Ihr nutzt Euer Notebook dauerhaft als Desktop-Ersatz und macht Euch Sorgen um den Akku? Wir erklären, worauf Ihr achten müsst.

Das Windows-Notebook oder das Macbook als Desktop-Ersatz? Bei vielen Anwendern verstaubt ein Laptop mit externem Bildschirm, Maus und Tastatur auf dem Schreibtisch und wird nur selten mobil genutzt. Schnell stellt sich die Frage: Kann der Dauerstrom gut für den Akku sein? Und wenn nicht: Wie lässt sich der Akku trotz Desktop-Betrieb pflegen? Wir geben Euch die Antworten, die Ihr sucht.

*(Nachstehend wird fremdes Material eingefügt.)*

PR #234, opened 2023-07-24
Created SetAutomatedPendingRemoval and StatesForDomains database methods

tKabiawu:
The addition of this functionality will allow for changing domain states in the database to have a status of StatusPendingAutomatedRemoval by calling the SetPendingAutoamtedRemoval function on a slice of domain name strings. The domain names must already be in the database, however.


database/database.go
```diff
@@ -153,6 +153,93 @@ func (db DatastoreBacked) StateForDomain(domain string) (state DomainState, err
...
+			domainStates[i].Name = keys[i].Name
+		}
+		return domainStates, nil
+	}
+
+	var keys []*datastore.Key
+	for _, domain := range domains {
+		key := datastore.NameKey(domainStateKind, domain, nil)
+		keys = append(keys, key)
+		if len(keys) >= batchSize {
```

Was schadet modernen Akkus?

Moderne Lithium-Ionen-Akkus sind relativ zuverlässig und stabil. Sie altern nicht durch falsches Laden, wie es noch bei älteren Stromversorgungssystemen der Fall war. Stattdessen altern Lithium-Ionen-Akkus vor allem durch die Ladezyklen: Jeder Akku hat eine bestimmte Zahl an möglichen Ladezyklen, bevor er Kapazität verliert. Ladezyklen sind 100-Prozent-Aufladungen, die sich addieren: Ladet Ihr Euren Akku einmal von 20 auf 100 Prozent und anschließend noch einmal von 80 auf 100 Prozent, habt Ihr einen Zyklus mit 100 Prozent gefüllt. Moderne Akkus verkraften rund 1000 davon, bevor sie anfangen deutlich an Kapazität zu verlieren. Ebenfalls schädlich ist eine Tiefentladung.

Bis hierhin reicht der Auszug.